▸ **What needs to be done**
Take the data below and copy exactly the lines starting at the one with "# Since dotnet" and finishing at the one with "private final TemplateExecutor", both included.

▸ **Records supplied**
--- --- ---

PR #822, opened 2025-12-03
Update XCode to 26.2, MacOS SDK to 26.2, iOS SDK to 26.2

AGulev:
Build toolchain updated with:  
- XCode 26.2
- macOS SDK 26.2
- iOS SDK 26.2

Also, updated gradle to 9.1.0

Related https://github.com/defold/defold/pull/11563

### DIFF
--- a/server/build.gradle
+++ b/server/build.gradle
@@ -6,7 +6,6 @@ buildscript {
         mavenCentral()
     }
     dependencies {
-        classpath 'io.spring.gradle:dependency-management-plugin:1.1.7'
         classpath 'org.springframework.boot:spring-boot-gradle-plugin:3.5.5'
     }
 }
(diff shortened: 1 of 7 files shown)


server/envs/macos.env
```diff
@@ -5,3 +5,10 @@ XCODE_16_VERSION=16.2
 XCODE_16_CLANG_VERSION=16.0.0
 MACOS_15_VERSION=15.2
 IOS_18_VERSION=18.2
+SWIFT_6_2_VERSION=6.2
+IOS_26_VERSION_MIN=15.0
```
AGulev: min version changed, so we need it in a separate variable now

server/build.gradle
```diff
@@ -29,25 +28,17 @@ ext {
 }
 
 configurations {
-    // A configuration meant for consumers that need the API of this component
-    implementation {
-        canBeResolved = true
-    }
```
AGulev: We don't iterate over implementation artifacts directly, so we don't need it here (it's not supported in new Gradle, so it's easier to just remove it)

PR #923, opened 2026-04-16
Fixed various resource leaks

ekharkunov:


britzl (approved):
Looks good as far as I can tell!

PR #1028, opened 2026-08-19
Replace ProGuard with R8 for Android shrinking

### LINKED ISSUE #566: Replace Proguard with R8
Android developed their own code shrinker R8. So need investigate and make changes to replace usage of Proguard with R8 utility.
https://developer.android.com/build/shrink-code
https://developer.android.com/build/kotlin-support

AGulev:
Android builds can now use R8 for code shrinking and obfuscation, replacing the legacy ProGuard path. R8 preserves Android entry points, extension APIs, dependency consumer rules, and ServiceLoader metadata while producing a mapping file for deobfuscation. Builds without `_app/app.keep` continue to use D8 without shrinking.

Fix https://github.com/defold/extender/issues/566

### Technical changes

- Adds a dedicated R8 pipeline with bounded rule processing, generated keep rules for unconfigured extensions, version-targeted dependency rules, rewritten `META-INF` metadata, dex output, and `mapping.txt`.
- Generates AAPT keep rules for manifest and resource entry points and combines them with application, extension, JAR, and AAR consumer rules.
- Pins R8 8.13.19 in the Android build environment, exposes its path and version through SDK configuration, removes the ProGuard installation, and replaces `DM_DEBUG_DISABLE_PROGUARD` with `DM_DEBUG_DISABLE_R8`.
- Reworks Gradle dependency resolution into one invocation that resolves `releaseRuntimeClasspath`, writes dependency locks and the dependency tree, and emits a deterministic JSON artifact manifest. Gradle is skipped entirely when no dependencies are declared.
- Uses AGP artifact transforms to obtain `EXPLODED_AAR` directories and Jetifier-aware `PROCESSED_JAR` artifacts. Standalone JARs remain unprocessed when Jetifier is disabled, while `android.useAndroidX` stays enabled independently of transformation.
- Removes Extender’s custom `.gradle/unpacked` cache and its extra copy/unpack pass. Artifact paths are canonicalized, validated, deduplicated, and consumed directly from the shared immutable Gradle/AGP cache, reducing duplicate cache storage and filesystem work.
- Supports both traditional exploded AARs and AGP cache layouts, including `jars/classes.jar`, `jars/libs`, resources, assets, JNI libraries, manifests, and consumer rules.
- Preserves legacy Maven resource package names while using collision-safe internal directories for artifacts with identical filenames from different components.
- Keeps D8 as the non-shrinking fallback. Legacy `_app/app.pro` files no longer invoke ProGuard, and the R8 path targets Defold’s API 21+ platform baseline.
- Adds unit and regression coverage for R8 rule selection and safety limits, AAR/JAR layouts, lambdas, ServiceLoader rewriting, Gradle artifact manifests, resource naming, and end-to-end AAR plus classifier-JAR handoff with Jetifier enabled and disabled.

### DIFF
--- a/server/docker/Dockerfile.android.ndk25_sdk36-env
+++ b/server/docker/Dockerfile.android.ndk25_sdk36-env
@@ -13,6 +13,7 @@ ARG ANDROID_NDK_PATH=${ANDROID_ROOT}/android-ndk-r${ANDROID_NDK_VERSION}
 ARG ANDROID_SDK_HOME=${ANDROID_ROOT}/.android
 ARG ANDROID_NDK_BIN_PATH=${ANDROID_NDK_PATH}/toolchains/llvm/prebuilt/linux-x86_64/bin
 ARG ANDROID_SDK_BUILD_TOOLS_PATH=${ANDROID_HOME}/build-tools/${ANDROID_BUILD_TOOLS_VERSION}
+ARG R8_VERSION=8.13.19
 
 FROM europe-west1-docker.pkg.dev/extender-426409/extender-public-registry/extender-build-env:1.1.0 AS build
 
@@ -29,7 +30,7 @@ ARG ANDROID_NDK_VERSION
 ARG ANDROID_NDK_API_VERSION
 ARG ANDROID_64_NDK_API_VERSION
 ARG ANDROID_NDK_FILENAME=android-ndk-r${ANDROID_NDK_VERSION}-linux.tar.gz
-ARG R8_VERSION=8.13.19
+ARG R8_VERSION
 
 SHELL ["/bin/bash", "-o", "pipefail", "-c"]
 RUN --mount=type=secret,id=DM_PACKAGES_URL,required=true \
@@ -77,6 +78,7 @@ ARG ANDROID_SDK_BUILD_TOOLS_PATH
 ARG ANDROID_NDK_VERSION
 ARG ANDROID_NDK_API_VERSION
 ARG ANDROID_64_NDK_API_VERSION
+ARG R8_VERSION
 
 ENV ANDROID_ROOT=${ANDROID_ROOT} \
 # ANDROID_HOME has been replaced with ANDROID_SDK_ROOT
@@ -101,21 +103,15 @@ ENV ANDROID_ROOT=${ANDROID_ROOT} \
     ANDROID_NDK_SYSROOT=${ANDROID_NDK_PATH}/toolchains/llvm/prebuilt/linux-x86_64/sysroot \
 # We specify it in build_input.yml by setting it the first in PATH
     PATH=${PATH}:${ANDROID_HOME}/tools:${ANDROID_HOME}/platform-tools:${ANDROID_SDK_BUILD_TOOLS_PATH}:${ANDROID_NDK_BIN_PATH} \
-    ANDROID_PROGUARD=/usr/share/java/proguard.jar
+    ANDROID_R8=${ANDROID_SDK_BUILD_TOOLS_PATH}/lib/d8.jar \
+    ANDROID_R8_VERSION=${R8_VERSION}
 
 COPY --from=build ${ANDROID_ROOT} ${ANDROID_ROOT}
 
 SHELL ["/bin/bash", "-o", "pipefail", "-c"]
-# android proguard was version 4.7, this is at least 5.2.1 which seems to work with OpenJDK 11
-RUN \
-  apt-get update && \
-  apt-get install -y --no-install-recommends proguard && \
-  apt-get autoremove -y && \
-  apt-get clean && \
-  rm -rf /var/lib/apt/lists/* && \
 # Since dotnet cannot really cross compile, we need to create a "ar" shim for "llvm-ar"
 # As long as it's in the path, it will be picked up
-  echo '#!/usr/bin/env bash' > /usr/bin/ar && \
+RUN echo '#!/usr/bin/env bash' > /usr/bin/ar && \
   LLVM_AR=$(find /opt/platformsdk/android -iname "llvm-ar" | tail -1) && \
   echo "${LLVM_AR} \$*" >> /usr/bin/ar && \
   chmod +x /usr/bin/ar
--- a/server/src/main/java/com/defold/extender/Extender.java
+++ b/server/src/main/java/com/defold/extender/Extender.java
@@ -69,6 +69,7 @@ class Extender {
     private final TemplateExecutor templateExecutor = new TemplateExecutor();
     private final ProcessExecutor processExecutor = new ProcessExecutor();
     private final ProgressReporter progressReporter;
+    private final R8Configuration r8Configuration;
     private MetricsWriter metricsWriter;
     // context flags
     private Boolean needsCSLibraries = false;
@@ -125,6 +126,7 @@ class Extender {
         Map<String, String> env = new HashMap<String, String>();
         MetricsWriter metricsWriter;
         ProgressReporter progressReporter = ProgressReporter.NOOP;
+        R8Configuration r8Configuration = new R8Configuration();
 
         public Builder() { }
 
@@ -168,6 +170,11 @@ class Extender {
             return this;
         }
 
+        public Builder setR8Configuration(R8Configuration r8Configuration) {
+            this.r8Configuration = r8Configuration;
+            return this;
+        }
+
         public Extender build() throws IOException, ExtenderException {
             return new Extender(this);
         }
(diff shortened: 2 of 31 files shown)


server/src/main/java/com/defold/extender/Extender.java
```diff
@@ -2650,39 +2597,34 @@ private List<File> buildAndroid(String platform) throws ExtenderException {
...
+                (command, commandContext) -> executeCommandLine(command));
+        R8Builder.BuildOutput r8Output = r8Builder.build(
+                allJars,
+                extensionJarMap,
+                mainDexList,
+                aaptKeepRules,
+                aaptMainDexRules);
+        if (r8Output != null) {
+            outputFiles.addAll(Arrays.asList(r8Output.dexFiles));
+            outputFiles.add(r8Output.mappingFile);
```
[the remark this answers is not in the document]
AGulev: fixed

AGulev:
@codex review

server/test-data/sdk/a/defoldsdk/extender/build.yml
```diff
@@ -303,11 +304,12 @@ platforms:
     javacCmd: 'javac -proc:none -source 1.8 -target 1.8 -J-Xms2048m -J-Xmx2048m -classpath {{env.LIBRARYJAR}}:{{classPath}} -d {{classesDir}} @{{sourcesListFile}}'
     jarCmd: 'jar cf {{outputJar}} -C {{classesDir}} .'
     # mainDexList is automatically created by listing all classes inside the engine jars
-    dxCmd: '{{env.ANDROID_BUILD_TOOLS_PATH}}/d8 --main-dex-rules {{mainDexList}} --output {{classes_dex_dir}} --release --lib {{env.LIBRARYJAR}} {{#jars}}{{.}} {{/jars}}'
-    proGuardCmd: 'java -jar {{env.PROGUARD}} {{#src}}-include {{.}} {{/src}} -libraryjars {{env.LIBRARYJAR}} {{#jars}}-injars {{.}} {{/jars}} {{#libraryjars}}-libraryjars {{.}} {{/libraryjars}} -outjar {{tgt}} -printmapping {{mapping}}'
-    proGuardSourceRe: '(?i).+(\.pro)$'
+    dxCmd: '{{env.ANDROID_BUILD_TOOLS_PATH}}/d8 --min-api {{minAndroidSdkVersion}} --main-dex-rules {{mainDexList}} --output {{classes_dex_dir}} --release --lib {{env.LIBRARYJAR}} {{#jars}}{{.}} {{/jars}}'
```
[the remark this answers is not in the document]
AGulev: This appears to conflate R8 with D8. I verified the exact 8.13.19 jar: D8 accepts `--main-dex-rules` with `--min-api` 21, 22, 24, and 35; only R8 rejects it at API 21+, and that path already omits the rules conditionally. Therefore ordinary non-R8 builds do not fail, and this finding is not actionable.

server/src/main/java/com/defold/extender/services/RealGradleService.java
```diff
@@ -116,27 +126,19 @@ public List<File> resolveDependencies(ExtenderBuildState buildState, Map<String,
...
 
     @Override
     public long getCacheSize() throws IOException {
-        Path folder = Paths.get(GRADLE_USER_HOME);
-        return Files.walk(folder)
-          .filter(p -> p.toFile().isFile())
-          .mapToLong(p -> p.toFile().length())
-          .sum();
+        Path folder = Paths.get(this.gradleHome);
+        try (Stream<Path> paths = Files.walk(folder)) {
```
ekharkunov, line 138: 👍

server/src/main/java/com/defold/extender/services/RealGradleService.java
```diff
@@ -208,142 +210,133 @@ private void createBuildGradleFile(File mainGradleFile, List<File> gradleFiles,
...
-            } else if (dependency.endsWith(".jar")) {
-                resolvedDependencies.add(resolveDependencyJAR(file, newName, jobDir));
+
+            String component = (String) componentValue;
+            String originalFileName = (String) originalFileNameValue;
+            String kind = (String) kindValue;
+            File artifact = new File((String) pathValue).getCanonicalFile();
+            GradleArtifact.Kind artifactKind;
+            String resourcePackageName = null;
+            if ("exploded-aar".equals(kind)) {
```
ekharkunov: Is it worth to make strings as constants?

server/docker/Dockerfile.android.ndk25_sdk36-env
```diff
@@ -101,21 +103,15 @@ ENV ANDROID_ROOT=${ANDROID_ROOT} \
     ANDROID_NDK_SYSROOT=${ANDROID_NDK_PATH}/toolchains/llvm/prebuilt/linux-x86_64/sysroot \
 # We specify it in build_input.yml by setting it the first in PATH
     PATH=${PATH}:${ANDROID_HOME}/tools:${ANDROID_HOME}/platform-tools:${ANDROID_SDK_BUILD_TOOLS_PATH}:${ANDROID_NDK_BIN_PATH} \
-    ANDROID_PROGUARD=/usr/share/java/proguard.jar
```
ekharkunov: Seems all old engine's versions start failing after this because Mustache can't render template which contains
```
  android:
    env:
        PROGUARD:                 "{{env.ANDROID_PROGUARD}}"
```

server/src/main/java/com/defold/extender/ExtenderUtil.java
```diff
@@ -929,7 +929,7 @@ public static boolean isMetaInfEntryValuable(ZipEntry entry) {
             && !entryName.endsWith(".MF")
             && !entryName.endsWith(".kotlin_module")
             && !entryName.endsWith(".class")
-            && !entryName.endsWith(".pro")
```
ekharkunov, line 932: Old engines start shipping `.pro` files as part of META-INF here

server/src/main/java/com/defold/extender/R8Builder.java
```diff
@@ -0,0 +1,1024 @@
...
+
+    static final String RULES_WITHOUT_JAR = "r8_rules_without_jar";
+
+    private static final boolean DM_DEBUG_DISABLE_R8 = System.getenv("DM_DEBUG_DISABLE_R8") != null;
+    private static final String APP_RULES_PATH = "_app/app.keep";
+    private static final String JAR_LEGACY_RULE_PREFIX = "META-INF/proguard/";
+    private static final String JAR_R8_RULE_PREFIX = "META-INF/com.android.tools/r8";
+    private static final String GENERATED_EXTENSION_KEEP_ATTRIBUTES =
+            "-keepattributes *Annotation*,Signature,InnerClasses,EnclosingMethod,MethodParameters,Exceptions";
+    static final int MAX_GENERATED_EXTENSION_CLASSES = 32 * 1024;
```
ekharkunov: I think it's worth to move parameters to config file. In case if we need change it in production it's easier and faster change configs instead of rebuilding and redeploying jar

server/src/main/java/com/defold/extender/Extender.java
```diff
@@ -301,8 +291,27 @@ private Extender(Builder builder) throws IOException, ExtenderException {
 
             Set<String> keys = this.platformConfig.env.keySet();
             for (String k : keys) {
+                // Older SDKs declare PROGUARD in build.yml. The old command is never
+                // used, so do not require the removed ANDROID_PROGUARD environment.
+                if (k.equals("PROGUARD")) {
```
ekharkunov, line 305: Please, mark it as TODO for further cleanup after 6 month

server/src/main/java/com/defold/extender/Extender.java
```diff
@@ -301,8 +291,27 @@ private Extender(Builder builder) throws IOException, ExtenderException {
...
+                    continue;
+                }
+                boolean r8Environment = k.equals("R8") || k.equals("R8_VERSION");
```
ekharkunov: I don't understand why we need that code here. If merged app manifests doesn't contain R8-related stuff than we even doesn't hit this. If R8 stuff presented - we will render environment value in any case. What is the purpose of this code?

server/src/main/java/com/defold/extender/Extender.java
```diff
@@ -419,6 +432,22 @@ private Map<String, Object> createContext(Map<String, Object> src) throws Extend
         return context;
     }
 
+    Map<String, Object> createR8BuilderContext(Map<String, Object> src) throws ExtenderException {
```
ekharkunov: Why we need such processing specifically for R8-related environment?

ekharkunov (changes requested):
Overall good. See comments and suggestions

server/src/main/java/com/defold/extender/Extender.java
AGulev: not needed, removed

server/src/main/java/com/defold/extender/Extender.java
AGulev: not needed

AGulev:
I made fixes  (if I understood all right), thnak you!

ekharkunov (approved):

--- --- ---

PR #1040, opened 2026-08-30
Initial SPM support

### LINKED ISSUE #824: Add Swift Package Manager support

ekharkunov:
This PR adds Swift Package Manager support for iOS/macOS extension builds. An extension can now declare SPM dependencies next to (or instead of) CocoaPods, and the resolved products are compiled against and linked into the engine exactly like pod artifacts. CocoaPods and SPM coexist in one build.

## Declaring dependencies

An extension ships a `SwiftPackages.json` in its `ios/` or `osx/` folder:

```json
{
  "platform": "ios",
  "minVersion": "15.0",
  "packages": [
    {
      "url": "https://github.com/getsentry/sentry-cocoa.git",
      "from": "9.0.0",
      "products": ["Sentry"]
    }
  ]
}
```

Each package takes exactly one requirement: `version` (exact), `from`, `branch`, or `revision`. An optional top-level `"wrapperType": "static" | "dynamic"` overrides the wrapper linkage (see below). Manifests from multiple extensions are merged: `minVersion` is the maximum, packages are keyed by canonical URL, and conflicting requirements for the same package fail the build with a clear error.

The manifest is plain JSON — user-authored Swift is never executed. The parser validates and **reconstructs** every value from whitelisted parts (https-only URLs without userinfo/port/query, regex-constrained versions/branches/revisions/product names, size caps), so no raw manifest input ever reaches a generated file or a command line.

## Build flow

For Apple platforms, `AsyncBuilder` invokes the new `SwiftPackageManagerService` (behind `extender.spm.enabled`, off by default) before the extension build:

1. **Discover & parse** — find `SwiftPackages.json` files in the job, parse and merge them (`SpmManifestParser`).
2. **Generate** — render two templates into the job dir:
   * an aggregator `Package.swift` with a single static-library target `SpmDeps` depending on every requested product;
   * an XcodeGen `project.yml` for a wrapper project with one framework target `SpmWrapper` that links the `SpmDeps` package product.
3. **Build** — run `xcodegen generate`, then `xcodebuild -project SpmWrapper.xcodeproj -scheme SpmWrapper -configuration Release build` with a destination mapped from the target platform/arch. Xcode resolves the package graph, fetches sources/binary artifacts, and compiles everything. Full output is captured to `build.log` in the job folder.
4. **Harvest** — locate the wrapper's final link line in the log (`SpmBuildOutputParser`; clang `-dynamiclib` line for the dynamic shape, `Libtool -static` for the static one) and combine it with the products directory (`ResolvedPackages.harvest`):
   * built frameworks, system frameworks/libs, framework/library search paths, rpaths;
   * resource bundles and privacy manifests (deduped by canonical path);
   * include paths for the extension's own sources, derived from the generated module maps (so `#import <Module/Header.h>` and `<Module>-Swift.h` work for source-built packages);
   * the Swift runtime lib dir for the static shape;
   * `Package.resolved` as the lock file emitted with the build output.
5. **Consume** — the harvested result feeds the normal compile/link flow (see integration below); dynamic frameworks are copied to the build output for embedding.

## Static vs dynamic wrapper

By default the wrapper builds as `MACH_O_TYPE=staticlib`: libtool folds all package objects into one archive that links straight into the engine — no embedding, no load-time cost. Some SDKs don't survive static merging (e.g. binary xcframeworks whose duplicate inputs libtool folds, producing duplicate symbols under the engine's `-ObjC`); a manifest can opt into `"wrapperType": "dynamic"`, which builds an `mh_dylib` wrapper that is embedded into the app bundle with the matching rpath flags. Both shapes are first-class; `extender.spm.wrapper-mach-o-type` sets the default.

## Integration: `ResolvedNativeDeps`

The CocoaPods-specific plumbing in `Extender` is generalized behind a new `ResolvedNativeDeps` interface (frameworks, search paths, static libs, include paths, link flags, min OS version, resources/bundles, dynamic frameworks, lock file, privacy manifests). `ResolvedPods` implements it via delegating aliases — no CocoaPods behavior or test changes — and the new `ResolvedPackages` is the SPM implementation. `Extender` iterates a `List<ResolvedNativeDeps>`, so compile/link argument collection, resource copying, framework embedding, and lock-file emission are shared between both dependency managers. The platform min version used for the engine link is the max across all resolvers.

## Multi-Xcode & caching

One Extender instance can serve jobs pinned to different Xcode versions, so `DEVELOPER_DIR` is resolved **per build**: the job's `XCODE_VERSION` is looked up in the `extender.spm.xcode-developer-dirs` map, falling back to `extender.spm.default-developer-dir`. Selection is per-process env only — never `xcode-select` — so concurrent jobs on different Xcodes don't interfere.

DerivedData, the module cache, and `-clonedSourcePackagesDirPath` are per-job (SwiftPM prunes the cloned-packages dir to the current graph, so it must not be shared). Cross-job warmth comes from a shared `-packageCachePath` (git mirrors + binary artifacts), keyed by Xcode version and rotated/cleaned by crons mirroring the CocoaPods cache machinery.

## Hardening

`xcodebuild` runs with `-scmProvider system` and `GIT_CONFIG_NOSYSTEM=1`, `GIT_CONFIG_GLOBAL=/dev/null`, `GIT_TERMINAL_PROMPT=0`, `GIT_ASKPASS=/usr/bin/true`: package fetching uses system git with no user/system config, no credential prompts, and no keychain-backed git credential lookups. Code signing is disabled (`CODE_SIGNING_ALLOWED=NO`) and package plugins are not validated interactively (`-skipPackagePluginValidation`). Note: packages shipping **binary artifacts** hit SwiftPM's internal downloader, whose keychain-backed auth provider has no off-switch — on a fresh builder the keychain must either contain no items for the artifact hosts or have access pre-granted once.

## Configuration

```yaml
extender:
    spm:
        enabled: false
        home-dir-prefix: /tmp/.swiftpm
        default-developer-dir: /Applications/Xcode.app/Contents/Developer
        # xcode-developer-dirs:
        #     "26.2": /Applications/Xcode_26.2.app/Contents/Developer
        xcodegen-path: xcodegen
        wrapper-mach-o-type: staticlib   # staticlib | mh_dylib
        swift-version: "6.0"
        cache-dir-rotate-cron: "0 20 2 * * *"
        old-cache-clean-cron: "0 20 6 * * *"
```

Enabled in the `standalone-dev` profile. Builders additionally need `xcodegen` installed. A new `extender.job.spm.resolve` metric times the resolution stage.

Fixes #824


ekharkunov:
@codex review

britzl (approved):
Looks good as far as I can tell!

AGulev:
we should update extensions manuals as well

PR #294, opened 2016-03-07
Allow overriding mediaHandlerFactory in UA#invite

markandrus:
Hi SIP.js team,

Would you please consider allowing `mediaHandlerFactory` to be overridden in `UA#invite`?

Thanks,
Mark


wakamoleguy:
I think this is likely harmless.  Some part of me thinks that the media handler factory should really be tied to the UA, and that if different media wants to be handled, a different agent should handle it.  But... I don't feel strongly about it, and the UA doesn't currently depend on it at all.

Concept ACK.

--- --- ---

▸ **Answer below**
 # Since dotnet cannot really cross compile, we need to create a "ar" shim for "llvm-ar"
 # As long as it's in the path, it will be picked up
-  echo '#!/usr/bin/env bash' > /usr/bin/ar && \
+RUN echo '#!/usr/bin/env bash' > /usr/bin/ar && \
   LLVM_AR=$(find /opt/platformsdk/android -iname "llvm-ar" | tail -1) && \
   echo "${LLVM_AR} \$*" >> /usr/bin/ar && \
   chmod +x /usr/bin/ar
--- a/server/src/main/java/com/defold/extender/Extender.java
+++ b/server/src/main/java/com/defold/extender/Extender.java
@@ -69,6 +69,7 @@ class Extender {
     private final TemplateExecutor templateExecutor = new TemplateExecutor();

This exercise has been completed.